* PROMPT *
Please work out how many lines in the data below contain "Runs", and reply with that number alone.

* EXTRACTED DATA *
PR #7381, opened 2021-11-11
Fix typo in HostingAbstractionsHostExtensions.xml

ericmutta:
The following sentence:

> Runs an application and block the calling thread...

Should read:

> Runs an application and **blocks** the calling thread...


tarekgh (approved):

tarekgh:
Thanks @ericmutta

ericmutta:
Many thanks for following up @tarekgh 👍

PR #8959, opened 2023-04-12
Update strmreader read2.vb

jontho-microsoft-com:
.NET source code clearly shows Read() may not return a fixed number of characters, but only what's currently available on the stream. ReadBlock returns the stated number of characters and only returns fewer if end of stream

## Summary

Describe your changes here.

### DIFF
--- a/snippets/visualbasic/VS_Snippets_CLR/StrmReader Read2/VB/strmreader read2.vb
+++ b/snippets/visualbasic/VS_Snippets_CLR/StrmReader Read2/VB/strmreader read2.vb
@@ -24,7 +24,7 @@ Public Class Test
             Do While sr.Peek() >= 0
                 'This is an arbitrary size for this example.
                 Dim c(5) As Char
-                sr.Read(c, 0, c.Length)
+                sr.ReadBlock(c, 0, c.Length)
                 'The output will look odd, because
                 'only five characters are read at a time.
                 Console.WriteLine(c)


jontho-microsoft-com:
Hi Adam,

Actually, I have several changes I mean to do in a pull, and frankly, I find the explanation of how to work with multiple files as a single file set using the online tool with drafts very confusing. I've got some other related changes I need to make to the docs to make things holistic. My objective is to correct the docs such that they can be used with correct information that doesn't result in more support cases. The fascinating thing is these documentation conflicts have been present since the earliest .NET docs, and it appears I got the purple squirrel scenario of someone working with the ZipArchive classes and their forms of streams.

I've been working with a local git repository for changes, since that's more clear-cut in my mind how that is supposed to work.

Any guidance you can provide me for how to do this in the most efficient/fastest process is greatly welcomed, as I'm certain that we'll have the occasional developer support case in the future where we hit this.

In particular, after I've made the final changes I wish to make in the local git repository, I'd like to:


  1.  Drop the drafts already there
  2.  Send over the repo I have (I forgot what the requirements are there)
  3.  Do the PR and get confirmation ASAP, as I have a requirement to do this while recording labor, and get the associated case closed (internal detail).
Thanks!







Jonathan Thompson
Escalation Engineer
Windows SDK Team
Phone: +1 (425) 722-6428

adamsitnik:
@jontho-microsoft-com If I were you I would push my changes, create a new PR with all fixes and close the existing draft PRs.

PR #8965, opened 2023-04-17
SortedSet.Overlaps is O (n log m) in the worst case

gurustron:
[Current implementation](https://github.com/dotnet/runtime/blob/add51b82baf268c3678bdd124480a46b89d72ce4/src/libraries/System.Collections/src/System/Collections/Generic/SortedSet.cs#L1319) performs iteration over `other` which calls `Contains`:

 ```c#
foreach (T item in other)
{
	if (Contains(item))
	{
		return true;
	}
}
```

--

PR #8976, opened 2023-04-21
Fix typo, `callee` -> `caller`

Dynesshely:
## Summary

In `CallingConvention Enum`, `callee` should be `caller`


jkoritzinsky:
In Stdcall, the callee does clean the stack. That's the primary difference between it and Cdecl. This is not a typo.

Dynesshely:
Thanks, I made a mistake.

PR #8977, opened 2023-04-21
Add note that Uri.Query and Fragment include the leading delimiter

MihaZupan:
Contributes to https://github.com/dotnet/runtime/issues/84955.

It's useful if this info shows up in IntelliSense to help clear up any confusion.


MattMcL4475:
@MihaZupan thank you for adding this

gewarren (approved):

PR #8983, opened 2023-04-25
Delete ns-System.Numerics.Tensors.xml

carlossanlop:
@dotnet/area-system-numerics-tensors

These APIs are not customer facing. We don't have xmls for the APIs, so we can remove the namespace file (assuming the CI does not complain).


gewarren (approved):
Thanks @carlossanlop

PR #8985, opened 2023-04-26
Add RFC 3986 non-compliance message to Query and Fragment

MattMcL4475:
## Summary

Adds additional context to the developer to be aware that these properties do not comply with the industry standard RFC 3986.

* EXPECTED ANSWER *
2